(Stored data entries)
PR #51872, opened 2023-10-13
[bitnami/postgresql] Enable override the archive_command value in postgresql containers

### LINKED ISSUE #51871: [bitnami/postgresql*] Not posible to define archive_command for incremental backup
### Name and Version

bitnami/postgresql-repmgr

Name and Version
bitnami/postgresql-repmgr

What is the problem this feature will solve?
Right now we have replication but we do not have the ability to define an additional incremental backup in a Volume of choice It will be good either to be able to either:

- provide to the pg_ctl a -c archive_command=' cp % /var/lib/postgresql/backup/${MY_POD_NAME}

- Generate the archive_command value in postgresql.conf based on an environment variable

An additional variable should be added to the environment of the container

During startup when the file is configured it could be placed in the postgresql.conf

I tried to use configmaps for the postgresql.conf, but it won't work as each node needs to have different primary_conninfo value.
At the same time there is no easy way to add this into the code.

I considered using extraArgs, but those are not args to the pg_ctl, but to the command you override it with.

I am going to try to use a initcontainer or a sidecar to modify the postgresql.conf, but it needs to be done before the postgresql starts so it is doing again all the job already done when the file is created by the image.

Alvaro-Campesino:
### Description of the change

This changes enables overriding the value of  `archive_command` int the `postgresql.conf`  when `POSTGRESQL_WAL_ARCHIVE_COMMAND_DIR` is defined as an environment variable

*Default value*: `/bin/true`
*Value when overrided*:  `cp %p ${POSTGRESQL_WAL_ARCHIVE_COMMAND_DIR}/%f`

### Benefits

Now it is possible to store incremental backups in an additional volume. Increasing restore capabilities.

### Applicable issues

- fixes #51871


javsalgar:
Hi!

bitnami/postgresql-repmgr/16/debian-11/rootfs/opt/bitnami/scripts/libpostgresql.sh
```diff
@@ -666,6 +680,7 @@ postgresql_initialize() {
     is_boolean_yes "$create_pghba_file" && is_boolean_yes "$POSTGRESQL_ENABLE_TLS" && [[ -n $POSTGRESQL_TLS_CA_FILE ]] && postgresql_tls_auth_configuration
 
     is_boolean_yes "$create_conf_file" && [[ -n "$POSTGRESQL_SHARED_PRELOAD_LIBRARIES" ]] && postgresql_set_property "shared_preload_libraries" "$POSTGRESQL_SHARED_PRELOAD_LIBRARIES"
+    is_boolean_yes "$create_conf_file" && postgresql_configure_archive_command
```
fmulero, line 683: Is there any reason why this change is not in the rest of files?

bitnami/postgresql-repmgr/11/debian-11/rootfs/opt/bitnami/scripts/libpostgresql.sh
```diff
@@ -619,10 +632,12 @@ postgresql_initialize() {
     chmod go-rwx "$POSTGRESQL_DATA_DIR" || warn "Lack of permissions on data directory!"
 
     is_boolean_yes "$POSTGRESQL_ALLOW_REMOTE_CONNECTIONS" && is_boolean_yes "$create_pghba_file" && postgresql_create_pghba && postgresql_allow_local_connection
-    # Configure port
+        # Configure port
```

> **Task requirements**
The answer must hold exactly the lines of the entries above, from the first line through the line that contains "Right now we", and no others.

> **Result**
PR #51872, opened 2023-10-13
[bitnami/postgresql] Enable override the archive_command value in postgresql containers

### LINKED ISSUE #51871: [bitnami/postgresql*] Not posible to define archive_command for incremental backup
### Name and Version

bitnami/postgresql-repmgr

Name and Version
bitnami/postgresql-repmgr

What is the problem this feature will solve?
Right now we have replication but we do not have the ability to define an additional incremental backup in a Volume of choice It will be good either to be able to either:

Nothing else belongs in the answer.